ニューオーリンズに接近中のハリケーン「グスタフ」のニュースが日本でも大きくとりあげられているようですが、こちらインド亜大陸は洪水の季節。インドでは広い範囲で人々が洪水の被害を受け、約300万人が移住を余儀なくされているということです。中でもインドでもっとも貧しい州のひとつといわれるビハール州では50年に一度という大洪水に見舞われています。インドではガンジス川の水も危険水位を超え、あちこちで氾濫中。そうなると下流にあるバングラデシュも当然影響を受けます。

29日にポッダ(ガンジス)川をフェリーで渡って南西部のボリシャルに行き、昨日また川を渡ってダッカに帰ってきたのですが、行きの水位より帰りの水位のほうが明らかに上昇しているのが見てわかりました。ポッダ川のダッカ寄りの河畔であるマニックゴンジ県あたりでは、もう相当水が溢れており、ダッカ-アリチャロードの両側も道路の際までひたひたと水が押し寄せていました。緊急救援を検討しなければならないような洪水になるかどうかは、ここ数日の状況次第で見当がつくでしょう。

程度が過ぎると大変なことになる洪水ですが、ある程度まではバングラデシュの人々は「いつものこと」で慣れています。一面水浸しになった野の上を小舟で行き来したり、胸まで水に浸かりながら腐らせたジュートの茎から繊維を取り出す作業をしたりする人々の表情はまだゆったりしていました。とくにジュートの栽培をする人々にとっては、水の量が少なければ少ないでこれもまた困ります。収穫したジュートを浸して腐らせたり、それを洗って繊維を取り出したりする仕事はたっぷりした水がなければできないからです。

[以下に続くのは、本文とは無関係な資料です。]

PR #1787, opened 2018-11-22
Fix argument font sizing in \fbox and \raisebox, fix font sizing in \TeX, \LaTeX, \KaTeX

### LINKED ISSUE #1786: \TeX is rendered incorrectly with \Huge and \footnotesize things
katex

The size of 'E' does not change. Same problem occurs with 'A' in \LaTeX and \KaTeX.

edemaine:
Fix #1786 (incorrect size of "E" in `\TeX`) by fixing `\raisebox` to keep the current font size.

Previously, `\raisebox` was rendering its second argument as if it were in `\normalsize\textrm{...}`; now, the argument is just as if it were in `\textstyle\textrm{...}`.

I've introduced a new "hbox" argument type that automatically wraps the argument in the equivalent of `\textstyle\textrm{...}`.  I imagine this will be useful to fix for other commands we support with text arguments, but I haven't done a thorough review yet.  I'm open to other approaches, though.

I also fixed some sizing issues with `\LaTeX` and `\KaTeX`.  I reread the actual LaTeX macro, and it's trying to switch to the font size equivalent to math-mode `\scriptstyle` instead of my previous interpretation of `\scriptsize`.  This fixes the size of the A to be relative when in a different font size (e.g. `\large \LaTeX`).  I also had to make `.sizing` (which uses `display:inline-block`) use `width:min-content` to fix our usual Chrome negative-space bug.


edemaine:
Hmm, the sizing in subscripts (I guess with `\scriptstyle`) doesn't match LaTeX anymore.  QuickLaTeX rendering of the screenshot test looks more like the old screenshot, not the new one:

image

I'll need to mess with font sizing then... Presumably this is what happens with `\hbox` instead of `\text`...

edemaine:
OK, this should be ready for review.  Added since original posting:
> I've introduced a new "hbox" argument type that automatically wraps the argument in the equivalent of `\textstyle\textrm{...}`.  I imagine this will be useful to fix for other commands we support with text arguments, but I haven't done a thorough review yet.  I'm open to other approaches, though.

src/functions/styling.js
```diff
@@ -49,15 +49,6 @@ defineFunction({
     },
     mathmlBuilder(group, options) {
         // Figure out what style we're changing to.
-        // TODO(kevinb): dedupe this with buildHTML.js
-        // This will be easier of handling of styling nodes is in the same file.
-        const styleMap = {
-            "display": Style.DISPLAY,
-            "text": Style.TEXT,
```
kevinbarabash: I didn't realize this was defined earlier in this file.  Thanks for cleaning this up.

src/Parser.js
```diff
@@ -527,6 +527,28 @@ export default class Parser {
...
+            case "hbox": {
+                const group = this.parseGroup(
+                    name, optional, greediness, undefined, "text");
+                if (!group) {
+                    return group;
+                }
+                /* "styling" group below suffices to transition to text mode
+                const textGroup = {
+                    type: "text",
+                    mode: this.mode,
```
kevinbarabash: Can we get rid of this commented out code?

src/functions/raisebox.js
```diff
@@ -1,20 +1,20 @@
...
-import * as sizing from "./sizing";
 
 // Box manipulation
 defineFunction({
     type: "raisebox",
     names: ["\\raisebox"],
     props: {
         numArgs: 2,
-        argTypes: ["size", "text"],
+        argTypes: ["size", "hbox"],
```
kevinbarabash: It feels a little weird to introduce a new arg type just to wrap the arg in `\textstyle\textrm{...}`.  Would it be possible to use macro for this?

kevinbarabash:
It would be good to have a test for this to avoid regressions.  A screenshot tests seems like it would be the most efficient way to check that this is working as intended.

src/functions/raisebox.js
edemaine: In LaTeX, `\text` is a macro that enters `\hbox` mode, then attempts to restore sizing and font to match the current values in the surrounding math mode.  So it feels like there are fundamentally two different ways to enter text mode: `\text` which preserves everything and `\hbox` which resets everything.  A lot of AMS macros (such as `\text`) behave like the former, while a lot of TeX and LaTeX macros (such as `\raisebox`) behave like the latter.  Hence the second arg type.

I just reviewed all the functions we currently support for those that use `\hbox` behavior.  Here are the ones I could find:

1. `\verb` already has code to deal with this, which could be simplified with the new `hbox` argument type (though is admittedly pretty simple):

   ```js
           // \verb enters text mode and therefore is sized like \textstyle
           const newOptions = options.havingStyle(options.style.text());
   ```

2. `\fbox` does *not* correctly use hbox style; a change from argument type `text` to `hbox` would fix this bug.  For example, `a_{xyz\fbox{xyz}\boxed{xyz}}` currently renders as 
katex.org rendering but should render as 
QuickLaTeX rendering (and does so with the `hbox` fix).

3. Other macros that we might one day support that would benefit include `\hbox`, `\makebox`, `\mbox`, `\settoheight`.  I'm not sure how important these are, as a lot of other box macros (e.g. `\settowidth`, `\setbox`/`\box`/`\copy`) would be difficult for us to implement at present.

So I'd suggest either changing `\verb` to use the new functionality, or changing `\raisebox` and `\fbox` to match `\verb`.  I have a vague feeling that using a separate arg type would make it easier to avoid bugs (forces you to make a decision).

edemaine: Another argument for keeping this as is is that it's helpful to have this reset code centralized.  For example, I just found some slight discrepancies from LaTeX:

CORRECT: `a_{\bf xyz\fbox{xyz}\raisebox{0pt}{xyz}\boxed{xyz}}` renders with this PR as
KaTeX render in KaTeX vs. QuickLaTeX render in LaTeX.

INCORRECT: `a_{\textbf{xyz\fbox{xyz}\raisebox{0pt}{xyz}\boxed{xyz}}}` renders with this PR as
KaTeX render in KaTeX vs. QuickLaTeX render in LaTeX.

It looks like AMS's `\text` (and `\textbf`) actually redefine the font size of the argument to the script size.  This is a bug for another PR, but I feel like we have a better chance of fixing this across `\fbox` and `\raisebox` (and any other future operations) if they all use common code for shaping an `hbox` argument.

edemaine:
@kevinbarabash I added a simple screenshot test: `\large \LaTeX` and similar macros. To make it look right, I also fixed some sizing issues with `\LaTeX` and `\KaTeX`.  I reread the actual LaTeX macro, and it's trying to switch to the font size equivalent to math-mode `\scriptstyle` instead of my previous interpretation of `\scriptsize`.  This fixes the size of the A to be relative when in a different font size (e.g. `\large \LaTeX`).  I also had to make `.sizing` (which uses `display:inline-block`) use `width:min-content` to fix our usual Chrome negative-space bug.

src/Parser.js
```diff
@@ -528,6 +528,22 @@ export default class Parser {
...
+                const group = this.parseGroup(
+                    name, optional, greediness, undefined, "text");
+                if (!group) {
+                    return group;
+                }
+                const styledGroup = {
+                    type: "styling",
+                    mode: group.mode,
+                    body: [group],
+                    style: "text", // simulate \textstyle
```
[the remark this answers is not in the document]
edemaine: Removing that sizing group (`\normalsize` simulation) was the original point of this PR. In LaTeX, `\raisebox` (or more precisely, `\hbox`) puts its contents in text mode, in the equivalent of `\textstyle`, but it doesn't change the font size (from `\small`/`\large`/etc.).  So this PR corrects KaTeX's behavior to match LaTeX's, which in particular fixes things like `\large \LaTeX` rendering the wrong size of `A`.

src/functions/raisebox.js
edemaine: I agree that it could be nice to define everything using a new function `\hbox`, though it's a bit tricky currently because macros and functions are a bit annoying to mix. We'd have to define `\fbox` and `\raisebox` as macros that call a function `\hbox` and an auxiliary function like `\@fbox` and `\@raisebox` that do the actual rendering (as in `\def\fbox#1{\@fbox{hbox{#1}}}`).

Perhaps we could refactor `hbox` argument type into a separate `defineFunction` mechanism for preprocessing arguments according to macros, like `argMap: [`\hbox{#1}`]` meaning "for my first argument, please give me `\hbox{#1}` instead of `#1`".  This would be a lot more general, and would keep function definitions very convenient, without having to define macros and intermediate functions like `\@fbox`, and separating out the functionality of `hbox`-style "argument reformattings" from other argument types' "argument parsing".

I think this could be done as a pretty clean PR after this one -- it would be a drop-in replacement for `hbox` argument type, so it's OK if we end up using it more.

src/Parser.js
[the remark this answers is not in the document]
kevinbarabash: Got it.  I sometimes get confused about font size vs. `\textstyle`, `\displaystyle`, etc.

edemaine:
@kevinbarabash Thanks for the review!  I've opened issues (#2050 and #2051) for the follow-ups we discussed above.

src/functions/raisebox.js
kevinbarabash: That's an interesting idea.  Definitely much more flexible that what I was suggesting.  I like it.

北部のクリグラム、ガイバンダあたりではアモンと呼ばれるこの季節に栽培される米がかなり水にやられてしまい、被害が深刻になりつつあるようで、北部のNGOから被害報告が届き始めています。ブラフマプトラ川やガンジス川の上流からひたひたと押し寄せてくる水。今年はほどほどのところで留まってくれるといいのですが...。